As I packed my overnight bag I was wondering whether this trip might make me feel that I should shut up shop in my quiet little town and return to big-city action.
My first two days were filled with lunches, theatre, clubbing and other twenty-something amusements so on Sunday night after a frantic day of shopping my best Sydney buddy Carly and I retreated to her Rose Bay home to chill out in front of Channel 10. (Sad , I know, but it had been a while since I was able to watch the Biggest Loser!) Time somehow disappeared and at 10.30pm we were still rolled up in our blankets on the couch.

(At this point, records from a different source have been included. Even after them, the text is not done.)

PR #162, opened 2026-09-09
Add missing spec comparisons (gdocs/gsheets/gslides/jira/hubspot)

khj809:
Seventeen vendor routes were reached by no document, and the test whose name promised to prevent that counted the wrong thing. This closes the gap and fixes the test.

`test_the_comparisons_are_exactly_the_sources_backlot_serves` asserts `set(COMPARISONS) == set(store.SOURCE_TABLE) == set(cli.FIDELITY_SOURCES)`. That reads as a coverage guarantee and is not one: it counts **source types**, the corpus dimension. `google_drive` is one source type served through five vendor APIs, so Docs, Sheets and Slides sat compared against nothing while the suite stayed green — a Sheets response shape could be rewritten and `backlot diff --source google_drive` would still answer `0 new`. Its neighbour asserts only that a mount matches *something*, which `/drive/v3` satisfies on its own.

## A comparison holds one document per API

The blocker was structural: a spec-backed comparison was one `spec_url` plus one `mount` plus one `strip`, so a source served through several vendor APIs could not be expressed. Widening `mount` does not help — the extra paths get diffed against the wrong document and report as invented.

`OpenAPIComparison` and `GoogleDiscoveryComparison` now hold `specs: tuple[Spec, ...]`, and `divergences()` runs each and merges. `strip` belongs on the `Spec` rather than the comparison because how much of the mount a vendor's own document repeats differs per document: `/sheets/v4/...` pairs against the Sheets discovery document only with `strip="/sheets"`, while Gmail's document already spells `gmail/v1/...` and strips nothing. `Baseline.endpoint` becomes `endpoints`, since one string can no longer name what a source was measured against — and a `Spec` whose document is chosen out of an index names the entry, not the index, so HubSpot's two do not both report the same URL.

Merging rather than concatenating, because two documents of one source can declare the same path. Atlassian's do: 11 paths sit outside `/rest/api/{2,3}` — `/rest/atlassian-connect/1/*`, `/rest/forge/1/*` and one internal worklog route — so both Jira documents carry them and each reported as `missing_operation` twice. That is a different case from the mirrored `/rest/api/2/...` and `/rest/api/3/...` entries, which are distinct paths a client can call and both belong in the baseline. A baseline is keyed on `kind:path` and cannot hold the second copy, so leaving it in made the file claim more than it could load. The merged list is also sorted, because `diff_operations` orders breaking-first-then-path per document and that does not survive joining two — without it the next real baseline change would arrive buried in a reordering of the whole file.

The registry is still keyed by `source_type` — the vocabulary a BYO record and `backlot import` use — rather than gaining an entry per vendor API, which would make `--source sheets` name something no corpus can contain.

## What is now compared

| Source | Was | Now |
|---|---|---|
| `google_drive` | Drive v3 | Drive v3 + Docs v1 + Sheets v4 + Slides v1 |
| `jira` | v3 document | v3 document + **v2 document** |
| `hubspot` | CRM v3 | CRM v3 + Associations v4 |

Thirteen documents where there were eight, covering 11 paths and 12 operations that no document reached before: Jira v2's five paths and six operations, HubSpot v4's one, Docs' one, Sheets' three, Slides' one. Zero `extra_operation` across all five additions — Backlot serves nothing these documents do not declare.

**Jira v2 is not legacy.** Measured: `atlassian-python-api` hardcodes `api_version = "2"` in its Jira constructor and the `jira` PyPI client defaults `rest_api_version` to `"2"`, probing `/rest/api/2/serverInfo` on connect — so at default settings both SDKs call v2 exclusively and nothing calls v3. The code carried a note saying "Atlassian publishes a v3 document"; it publishes one per version, named `swagger[-<apiVersion>].<oasVersion>.json`, so the suffix-less `swagger.v3.json` is the v2 API with 403 `/rest/api/2` paths. Each version is now compared against its own document. `docs/fidelity.md` separately claimed the v2 paths "are compared through their v3 twins" — that mechanism never existed, and the line is corrected.

## Every declared path is accounted for

Replacing the mount half of the old test: every path in `app.openapi()` must be under some document's mount, probe-compared, or listed in `UNCOMPARED` with the reason no document covers it — Backlot's own `/health`, `/oauth2/token` and `/_meta`, and Google's `/batch`, which is one endpoint carrying requests for every Google API and so appears in no single discovery document. Two further tests carry three checks between them: a mount that selects nothing fails, and — in one test — an `UNCOMPARED` prefix whose route is gone fails, as does one that sits under a comparison's mount, so the list cannot claim a surface that is in fact compared.

Declared, not served. Six live routes are `include_in_schema=False` and invisible to that check: FastAPI's own four, and the GraphQL POSTs at `/fireflies/graphql` and `/linear/graphql`, which their own comparison covers by introspection and so have no mount to say so. Walking `app.routes` instead was ruled out for `gen_docs.py` and the same reasoning holds here, so `docs/fidelity.md` says *declares* rather than *serves*.

The vocabulary assertion stays, renamed to `test_the_registry_names_exactly_the_source_types_backlot_serves` — a real invariant, just not the coverage one.

## Baselines

The five new documents surface findings that were real and previously invisible: `google_drive` 146 → 224, `hubspot` 14 → 23, `jira` 640 → 1243. All gaps, acknowledged in one pass, and each file now round-trips through `--update-baseline` byte for byte.

Three are not gaps and were classified by hand. `POST /rest/api/2/search/jql` accepts `jql`, `maxResults` and `nextPageToken` as query parameters where the v2 document declares them in a `SearchAndReconcileRequestBean` body. The v3 comparison already carries the identical three with a note, and the two routes are one handler under two decorators — one divergence surfaced at a second version, not a new one. Each new entry says so and records the v2 measurement rather than copying the v3 note.

The jira growth includes 584 `missing_operation` entries mirroring v3's own. Accepted rather than de-duplicated: `/rest/api/2/attachment/{id}` and `/rest/api/3/attachment/{id}` are different paths a client can call, and a reader asking what of Jira v2 Backlot serves should get the answer from the v2 entries rather than by inferring it from v3's.

## Verification

`uv run pytest` with all extras: 2645 passed, 3 skipped. `ruff check . && ruff format --check .` clean.

Ten of the eleven sources report `0 new`, both GraphQL ones run with credentials. `linear` reports one — `missing_field Query.agentSessionSshAddress`, at `gap`. It reproduces identically on `main`, so it is Linear schema drift that predates this branch and belongs to the scheduled job; it is not touched here.

Each of the three new guards was checked by reverting the thing it guards: a deliberately uncompared route fails only the served-path test and names the path, a dead mount fails only the mount test, and rolling `Spec.endpoint` back to a bare `spec_url` fails the distinctness assertion with HubSpot's index reported twice.

## Not in scope

Confluence is still not fully covered — its reads have moved to a v2 document whose paths are shaped differently from the v1 ones Backlot serves, so the eight reads Atlassian removed from the v1 document remain acknowledged rather than compared.

`SOURCE_PREFIXES` in `backlot/openapi.py` has the same blind spot this fixes in the fidelity registry — the `gdrive` MCP slice is Drive only, so the Docs, Sheets and Slides routes have no tool. Filed as #170.

### DIFF
--- a/backlot/fidelity/comparisons.py
+++ b/backlot/fidelity/comparisons.py
@@ -71,34 +71,29 @@ class Spec:
 
 @dataclass(frozen=True)
 class OpenAPIComparison:
-    """A source compared against the OpenAPI document its vendor publishes.
+    """A source compared against the OpenAPI document(s) its vendor publishes.
 
     Public, so this kind needs no credential, no quota and no account: the scheduled job carries no
     secret for it, and anyone can reproduce a finding locally.
 
-    Most vendors publish the document at a stable URL. One does not, and ``resolve_url`` is for
-    that: ``spec_url`` addresses an index, and the hook picks the entry out of it.
+    SEVERAL documents where a vendor publishes several: Atlassian publishes Jira's v2 and v3 REST
+    APIs separately and Backlot serves both, and HubSpot's associations are their own API at their
+    own version. Each is a :class:`Spec` with its own mount and strip, and the findings
+    concatenate.
     """
 
     name: str
-    spec_url: str
-    mount: tuple[str, ...]
-    strip: str = ""
-    # Set when ``spec_url`` addresses an INDEX rather than the document itself: given what was
-    # fetched, it returns the URL to fetch instead. A vendor that publishes one document per
-    # release needs this — see `hubspot_catalog` for why pinning the resolved URL is
-    # not the simplification it appears to be.
-    resolve_url: Callable[[Mapping[str, Any]], str] | None = None
+    specs: tuple[Spec, ...]
     credentials: tuple[Credential, ...] = ()
 
     @property
-    def endpoint(self) -> str:
-        return self.spec_url
+    def endpoints(self) -> tuple[str, ...]:
+        return tuple(s.spec_url for s in self.specs)
 
     def divergences(
         self, credentials: Mapping[str, str] | None = None, *, timeout: float = 120.0
     ) -> list[Finding]:
-        return openapi_diff.divergences(self, timeout=timeout)
+        return [f for s in self.specs for f in openapi_diff.divergences(s, timeout=timeout)]
 
 
 @dataclass(frozen=True)
@@ -109,22 +104,25 @@ class GoogleDiscoveryComparison:
     nest under resources, paths join to a ``servicePath``, and the standard query parameters are
     declared once for the whole document. A shared class would have carried a ``kind`` field that
     picked a parser, which is a type doing a type's job in a string.
+
+    SEVERAL documents where a source is served through several APIs: a Drive file is also read
+    through Docs, Sheets and Slides, each of which publishes its own discovery document.
     """
 
     name: str
-    spec_url: str
-    mount: tuple[str, ...]
-    strip: str = ""
+    specs: tuple[Spec, ...]
     credentials: tuple[Credential, ...] = ()
 
     @property
-    def endpoint(self) -> str:
-        return self.spec_url
+    def endpoints(self) -> tuple[str, ...]:
+        return tuple(s.spec_url for s in self.specs)
 
     def divergences(
         self, credentials: Mapping[str, str] | None = None, *, timeout: float = 120.0
     ) -> list[Finding]:
-        return google_discovery_diff.divergences(self, timeout=timeout)
+        return [
+            f for s in self.specs for f in google_discovery_diff.divergences(s, timeout=timeout)
+        ]
 
 
 @dataclass(frozen=True)
@@ -143,6 +141,12 @@ class GraphQLComparison:
     # Fireflies takes `Bearer <key>`, and Linear's personal API keys go in BARE — sending Linear a
     # `Bearer` prefix is answered 400, not 401.
     auth_scheme: str = "Bearer"
+
+    @property
+    def endpoints(self) -> tuple[str, ...]:
+        """One, always: introspection is a single live schema, not a set of documents. Plural so
+        every kind answers the same question and no caller needs to know which it is holding."""
+        return (self.endpoint,)
 
     def authorization(self, resolved: Mapping[str, str]) -> str:
         key = resolved["api_key"]
@@ -177,8 +181,8 @@ class ProbeComparison:
     run: Callable[[str, Mapping[str, Any], float], list[Finding]]
 
     @property
-    def endpoint(self) -> str:
-        return self.spec_url
+    def endpoints(self) -> tuple[str, ...]:
+        return (self.spec_url,)
 
     # None: a probe asks Backlot, not the vendor, and signs with the corpus's own keys. A probe
     # against a live vendor would declare what it needs here. Note that `run` is the only part a
@@ -195,46 +199,71 @@ class ProbeComparison:
 OPENAPI = {
     "slack": OpenAPIComparison(
         name="slack",
-        spec_url="https://raw.githubusercontent.com/slackapi/slack-api-specs/master/web-api/slack_web_openapi_v2.json",
-        mount=("/slack/api",),
-        strip="/slack/api",
+        specs=(
+            Spec(
+                spec_url="https://raw.githubusercontent.com/slackapi/slack-api-specs/master/web-api/slack_web_openapi_v2.json",
+                mount=("/slack/api",),
+                strip="/slack/api",
+            ),
+        ),
     ),
     "github": OpenAPIComparison(
         name="github",
-        spec_url="https://raw.githubusercontent.com/github/rest-api-description/main/descriptions/api.github.com/api.github.com.json",
-        mount=("/github",),
-        strip="/github",
+        specs=(
+            Spec(
+                spec_url="https://raw.githubusercontent.com/github/rest-api-description/main/descriptions/api.github.com/api.github.com.json",
+                mount=("/github",),
+                strip="/github",
+            ),
+        ),
     ),
     "jira": OpenAPIComparison(
         name="jira",
-        spec_url="https://developer.atlassian.com/cloud/jira/platform/swagger-v3.v3.json",
-        # v3 only. Backlot serves the `/rest/api/2` aliases too, because real Jira does, but
-        # Atlassian publishes a v3 document — comparing a v2 path against it would report Backlot
-        # inventing every one of them, which is a statement about the document, not about Jira.
-        mount=("/atlassian/rest/api/3",),
-        strip="/atlassian",
+        specs=(
+            Spec(
+                spec_url="https://developer.atlassian.com/cloud/jira/platform/swagger-v3.v3.json",
+                mount=("/atlassian/rest/api/3",),
+                strip="/atlassian",
+            ),
+            # v3 only. Backlot serves the `/rest/api/2` aliases too, because real Jira does, but
+            # Atlassian publishes a v3 document — comparing a v2 path against it would report
+            # Backlot inventing every one of them, which is a statement about the document, not
+            # about Jira.
+        ),
     ),
     "confluence": OpenAPIComparison(
         name="confluence",
-        spec_url="https://developer.atlassian.com/cloud/confluence/swagger.v3.json",
-        mount=("/atlassian/wiki",),
-        strip="/atlassian",
+        specs=(
+            Spec(
+                spec_url="https://developer.atlassian.com/cloud/confluence/swagger.v3.json",
+                mount=("/atlassian/wiki",),
+                strip="/atlassian",
+            ),
+        ),
     ),
     "notion": OpenAPIComparison(
         name="notion",
-        spec_url="https://developers.notion.com/openapi.json",
-        mount=("/notion/v1",),
-        strip="/notion",
+        specs=(
+            Spec(
+                spec_url="https://developers.notion.com/openapi.json",
+                mount=("/notion/v1",),
+                strip="/notion",
+            ),
+        ),
     ),
     "hubspot": OpenAPIComparison(
         name="hubspot",
-        spec_url="https://api.hubspot.com/public/api/spec/v1/specs",
-        # crm/v3 only: the v4 associations surface Backlot also serves is a SEPARATE API in
-        # HubSpot's catalog with its own document, so comparing it against this one would report
-        # it as invented.
-        mount=("/hubspot/crm/v3",),
-        strip="/hubspot",
-        resolve_url=hubspot_catalog.entry("Custom Objects", "3"),
+        specs=(
+            Spec(
+                spec_url="https://api.hubspot.com/public/api/spec/v1/specs",
+                mount=("/hubspot/crm/v3",),
+                strip="/hubspot",
+                resolve_url=hubspot_catalog.entry("Custom Objects", "3"),
+            ),
+            # crm/v3 only: the v4 associations surface Backlot also serves is a SEPARATE API in
+            # HubSpot's catalog with its own document, so comparing it against this one would
+            # report it as invented.
+        ),
     ),
     # S3 is not an entry here: its contract is not a path map at all, so it is compared by asking
     # a running server instead. See backlot.fidelity.s3_probe.
@@ -244,15 +273,23 @@ OPENAPI = {
 GOOGLE_DISCOVERY = {
     "gmail": GoogleDiscoveryComparison(
         name="gmail",
-        spec_url="https://gmail.googleapis.com/$discovery/rest?version=v1",
-        # Nothing stripped: Google's own document already spells `gmail/v1/...`, which is exactly
-        # where Backlot mounts it.
-        mount=("/gmail",),
+        specs=(
+            Spec(
+                spec_url="https://gmail.googleapis.com/$discovery/rest?version=v1",
+                # Nothing stripped: Google's own document already spells `gmail/v1/...`, which is
+                # exactly where Backlot mounts it.
+                mount=("/gmail",),
+            ),
+        ),
     ),
     "google_drive": GoogleDiscoveryComparison(
         name="google_drive",
-        spec_url="https://www.googleapis.com/discovery/v1/apis/drive/v3/rest",
-        mount=("/drive/v3",),
+        specs=(
+            Spec(
+                spec_url="https://www.googleapis.com/discovery/v1/apis/drive/v3/rest",
+                mount=("/drive/v3",),
+            ),
+        ),
     ),
 }
 
--- a/backlot/fidelity/comparisons.py
+++ b/backlot/fidelity/comparisons.py
@@ -104,7 +104,12 @@ class OpenAPIComparison:
     def divergences(
         self, credentials: Mapping[str, str] | None = None, *, timeout: float = 120.0
     ) -> list[Finding]:
-        return [f for s in self.specs for f in openapi_diff.divergences(s, timeout=timeout)]
+        # One memo across this run's specs: HubSpot reaches every document through a single index,
+        # so without it a source comparing two of its APIs reads that index once per spec.
+        seen: dict[str, dict] = {}
+        return [
+            f for s in self.specs for f in openapi_diff.divergences(s, timeout=timeout, seen=seen)
+        ]
 
 
 @dataclass(frozen=True)
--- a/backlot/fidelity/comparisons.py
+++ b/backlot/fidelity/comparisons.py
@@ -184,6 +184,11 @@ class ProbeComparison:
     def endpoints(self) -> tuple[str, ...]:
         return (self.spec_url,)
 
+    # Which served paths this comparison speaks for. Every kind answers that question; only a
+    # probe was never asked it, because it needs no mount to select paths out of a document — it
+    # asks a running server instead. The prober does not read this; what does is the check that
+    # every served path is compared by something.
+    mount: tuple[str, ...] = ()
     # None: a probe asks Backlot, not the vendor, and signs with the corpus's own keys. A probe
     # against a live vendor would declare what it needs here. Note that `run` is the only part a
     # probe supplies: fetching the model and starting the server are `s3_probe.divergences`, and
@@ -348,7 +353,33 @@ PROBE = {
     "s3": ProbeComparison(
         name="s3",
         spec_url="https://raw.githubusercontent.com/boto/botocore/develop/botocore/data/s3/2006-03-01/service-2.json",
+        mount=("/s3",),
         run=s3_probe.run,
+    ),
+}
+
+
+# Served paths no published document covers, and why. Matched by prefix, so `/batch` covers
+# `/batch/{api}/{version}`.
+#
+# The escape hatch the coverage check is built around, and deliberately narrow: an entry here is a
+# reason a reviewer reads, not a silence. Two kinds qualify — Backlot's own surface, which no
+# vendor publishes because it is not a vendor's, and a vendor surface that genuinely has no
+# document to compare against.
+UNCOMPARED = {
+    "/health": "Backlot's own liveness endpoint, not a vendor's surface",
+    "/oauth2/token": (
+        "Backlot's own token exchange. The vendors' own auth surfaces are compared under their "
+        "mounts; this one is how a caller gets a token for Backlot itself."
+    ),
+    "/_meta": (
+        "Backlot's own introspection — the corpus's principals and the per-source OpenAPI. No "
+        "vendor has it, by construction."
+    ),
+    "/batch": (
+        "Google's batch protocol is one endpoint carrying requests for every Google API, so no "
+        "single discovery document declares it: Drive's, Gmail's and the editor APIs' each "
+        "describe only their own operations."
     ),
 }
 
--- a/backlot/fidelity/comparisons.py
+++ b/backlot/fidelity/comparisons.py
@@ -3,7 +3,8 @@
 Four kinds, and they differ in what each side of the comparison is. For the two GraphQL sources,
 Backlot's side is the SDL the server builds its engine from and the vendor's is a live introspection
 response, which needs a credential. For the eight document sources, Backlot's side is the app's own
-``app.openapi()`` and the vendor's is a document it publishes, which needs none. For S3, whose
+``app.openapi()`` and the vendor's is one or more documents it publishes, which needs none. For
+S3, whose
 operations are selected by query string rather than by path, both sides are answers from a running
 server that ``backlot.serve()`` starts.
 
@@ -27,7 +28,32 @@ from backlot.fidelity import (
     s3_probe,
 )
 from backlot.fidelity.errors import CredentialsMissing, FidelityError
-from backlot.fidelity.findings import Finding
+from backlot.fidelity.findings import BREAKING, Finding
+
+
+def _one_report(per_spec: list[list[Finding]]) -> list[Finding]:
+    """Several documents' findings as one source's report: de-duplicated by key, then ordered the
+    way a single document's are.
+
+    Two documents of one source can declare the SAME path. Atlassian's do: 11 paths sit outside
+    ``/rest/api/{2,3}`` — ``/rest/atlassian-connect/1/*``, ``/rest/forge/1/*`` and one internal
+    worklog route — so both Jira documents carry them and each reports as ``missing_operation``
+    twice. That is a different case from the mirrored ``/rest/api/2/...`` and ``/rest/api/3/...``
+    entries, which are distinct paths a client can call and both belong in the baseline. A
+    :class:`~backlot.fidelity.findings.Baseline` is keyed on ``kind:path`` and cannot hold the
+    second copy, so leaving it in makes the file claim more than it can load and prints a genuinely
+    new finding on such a path twice.
+
+    Ordered here rather than left concatenated because ``diff_operations`` sorts breaking-first-
+    then-path per document, and that ordering does not survive joining two. The baseline is written
+    in the order it is given, so without this the next real change lands buried in a reordering of
+    the whole file.
+    """
+    seen: dict[str, Finding] = {}
+    for findings in per_spec:
+        for f in findings:
+            seen.setdefault(f.key, f)
+    return sorted(seen.values(), key=lambda f: (f.severity != BREAKING, f.path, f.kind))
 
 
 @dataclass(frozen=True)
@@ -110,10 +136,10 @@ class OpenAPIComparison:
     ) -> list[Finding]:
         # One memo across this run's specs: HubSpot reaches every document through a single index,
         # so without it a source comparing two of its APIs reads that index once per spec.
-        seen: dict[str, dict] = {}
-        return [
-            f for s in self.specs for f in openapi_diff.divergences(s, timeout=timeout, seen=seen)
-        ]
+        fetched: dict[str, dict] = {}
+        return _one_report(
+            [openapi_diff.divergences(s, timeout=timeout, seen=fetched) for s in self.specs]
+        )
 
 
 @dataclass(frozen=True)
@@ -140,9 +166,9 @@ class GoogleDiscoveryComparison:
     def divergences(
         self, credentials: Mapping[str, str] | None = None, *, timeout: float = 120.0
     ) -> list[Finding]:
-        return [
-            f for s in self.specs for f in google_discovery_diff.divergences(s, timeout=timeout)
-        ]
+        return _one_report(
+            [google_discovery_diff.divergences(s, timeout=timeout) for s in self.specs]
+        )
 
 
 @dataclass(frozen=True)
@@ -335,19 +361,23 @@ GOOGLE_DISCOVERY = {
             # empty `servicePath` and spell the version themselves (`v4/spreadsheets/...`), where
             # Drive's document repeats `drive/v3/`. Measured — with nothing stripped, every served
             # operation reports as one Backlot invented.
+            #
+            # The version is in the mount, matching `gen_docs.SOURCES`. A bare `/docs` would also
+            # select FastAPI's own `/docs` and `/docs/oauth2-redirect`, which escape this only
+            # because `include_in_schema=False` keeps them out of `app.openapi()`.
             Spec(
                 spec_url="https://www.googleapis.com/discovery/v1/apis/docs/v1/rest",
-                mount=("/docs",),
+                mount=("/docs/v1",),
                 strip="/docs",
             ),
             Spec(
                 spec_url="https://www.googleapis.com/discovery/v1/apis/sheets/v4/rest",
-                mount=("/sheets",),
+                mount=("/sheets/v4",),
                 strip="/sheets",
             ),
             Spec(
                 spec_url="https://www.googleapis.com/discovery/v1/apis/slides/v1/rest",
-                mount=("/slides",),
+                mount=("/slides/v1",),
                 strip="/slides",
             ),
         ),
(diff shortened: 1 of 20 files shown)


backlot/fidelity/comparisons.py
```diff
@@ -46,35 +46,74 @@ class Credential:
...
 
     def divergences(
         self, credentials: Mapping[str, str] | None = None, *, timeout: float = 120.0
     ) -> list[Finding]:
-        return openapi_diff.divergences(self, timeout=timeout)
+        # One memo across this run's specs: HubSpot reaches every document through a single index,
+        # so without it a source comparing two of its APIs reads that index once per spec.
+        seen: dict[str, dict] = {}
+        return [
+            f for s in self.specs for f in openapi_diff.divergences(s, timeout=timeout, seen=seen)
```
nuri-yoo: The two Jira documents declare 11 paths in common, so this concatenation emits 18 findings twice.

Measured at this head, per spec:

```
v3 spec -> 640 findings
v2 spec -> 621 findings
total 1261, unique keys 1243, duplicates 18
```

The shared paths are `/rest/atlassian-connect/1/*` (eight operations), `/rest/forge/1/*` (two) and `/rest/internal/api/latest/worklog/bulk` (one) — I fetched both documents and intersected their `paths`, which gives those 11. They surface as `missing_operation`, which no mount filters: `diff_operations` reports every vendor operation Backlot does not serve, whichever mount selected the served side.

Four consequences:

- `jira.json` ships 18 redundant entries. `Baseline.load` keys by `kind:path`, so `file entries 1261 -> loaded 1243`.
- `backlot diff --source jira` reports `total 1261`, and `--update-baseline` prints "now acknowledges 1261 divergence(s)" for a file that can only hold 1243.
- A genuinely new finding on one of those paths is printed twice and counted twice. Deleting one entry from a copy of the baseline and re-running gives `new: 2`, the same `missing_operation PUT /rest/forge/1/app/properties/{}` listed twice.
- Two identical entries carry nothing to say which document each came from, and these 11 are precisely the paths where the path itself does not say.

"Accepted rather than deduplicated" in the body covers the 584 mirrored `missing_operation` entries, where `/rest/api/2/attachment/{id}` and `/rest/api/3/attachment/{id}` really are different paths a client can call. These 18 lack that property. 584 is also 602 - 18, so that figure was already computed on the de-duplicated set.

De-duplicating by `Finding.key` here is safe: both copies carry the same `detail`, and `Baseline` cannot hold two entries under one key in any case. Sorting the concatenated list at the same time also fixes the baseline ordering described in the review body — `diff_operations` sorts breaking-first-then-path per spec, and the concatenation loses that across specs.

backlot/fidelity/comparisons.py
```diff
@@ -85,22 +124,25 @@ class GoogleDiscoveryComparison:
...
-        return self.spec_url
+    def endpoints(self) -> tuple[str, ...]:
+        return tuple(s.endpoint for s in self.specs)
 
     def divergences(
         self, credentials: Mapping[str, str] | None = None, *, timeout: float = 120.0
     ) -> list[Finding]:
-        return google_discovery_diff.divergences(self, timeout=timeout)
+        return [
+            f for s in self.specs for f in google_discovery_diff.divergences(s, timeout=timeout)
```
nuri-yoo: Same shape as the OpenAPI concatenation above, and nothing de-duplicates across specs here either. `google_drive` has no collisions today — 224 findings, 224 unique keys, because Drive, Docs, Sheets and Slides have disjoint operation namespaces — so this is not a live bug. But whatever fixes the Jira duplication belongs here too, rather than only on the one kind that happens to expose it.

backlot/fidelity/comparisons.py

At that point we turned to each other and laughed “Are we grandmas? What are we doing at home, we don’t have to work tomorrow! Lets get amongst it! ” So after tossing the dice over several likely establishments, as fate would have it we decided on the Sheafe in Double Bay and took a cab to NewSouth Head Road.At this time of night the hotel is normally overflowing with swanky party people, but we noticed it was oddly quiet.
Perhaps the Universe was trying to warn us?
We ordered some vinos and made our way out to the beer garden to have a relaxing drink with a dozen or so other patrons , some of whom appeared to have been there all day.
Suddenly the quiet buzz of the garden was broken by the most horrific shouting.
My first thought was that it was just a drunken fool – but I turned around to see a vision that
hasn't left me yet : three masked men – one yelling “ Get down on the
ground” . At first everyone thought it was just bad street theatre and continued drinking.
“This is not a f---- joke” the bandit yelled and fired a gun to ensure we took him seriously.
Carly and I dropped to the ground clutching each other's hands and falling into the foetal position. I've watched scenes like this on television, but my real-life reaction was a little less predictable.
Certainly tears were rolling down my face but, probably out of complete hysteria, Carly and I were both
laughing uncontrollably .
At the same time I was thinking how I still had stuff I wanted to do with my life , how much my body was going to suffer when they shot or stabbed me and and, oh god, how I didn’t want to die. I was thinking of the Columbine Massacre (this was the day before the Virginia Tech one) and suddenly felt empathy with those victims. At this point I was not seeing this was as a pubrobbery – if something went wrong I knew I could be involved in a massacre.
My life and those important to me flashed before my eyes.
I told Carly I loved her and then started praying for my life, all the time in some sort of hysterics. The sheer terror had us reacting in the strangest ways.. “If they catch us laughing, pretend we are crying” Carly hissed at me. My heart was racing, my mind was thinking a million things at once. I could hear the guy lying on the floor next to me calling the police on his mobile, and I was worried that the bandits would include us in their reprisal if they heard him.
If you asked me how long we were down there I couldn’t tell you, but after what seemed years Carly said to me “It’s Ok you can get up now” .She was certainly the calm one of us in this scenario; I was still frozen on the ground.
“How do you know?” I asked as I warily popped my head up.
Then I realised that people were standing once again and that the police and paramedics had arrived.
We learnt later that the bandits had put a knife to the barman’s throat and forced the hand-over of the contents of the safe.
The three had escaped through a getaway car stationed out the back of the beer garden. Never in my life had I needed a reviving a drink so much. Talk about sneaking back into Sydney for a quiet holiday!
The question I had put to the Universe: “Should I return to Sydney?” was answered.
Perhaps I shouldn’t have packed so much emotion into that question:
a little symbolic sign would have sufficed. All in all, Hay has never looked better.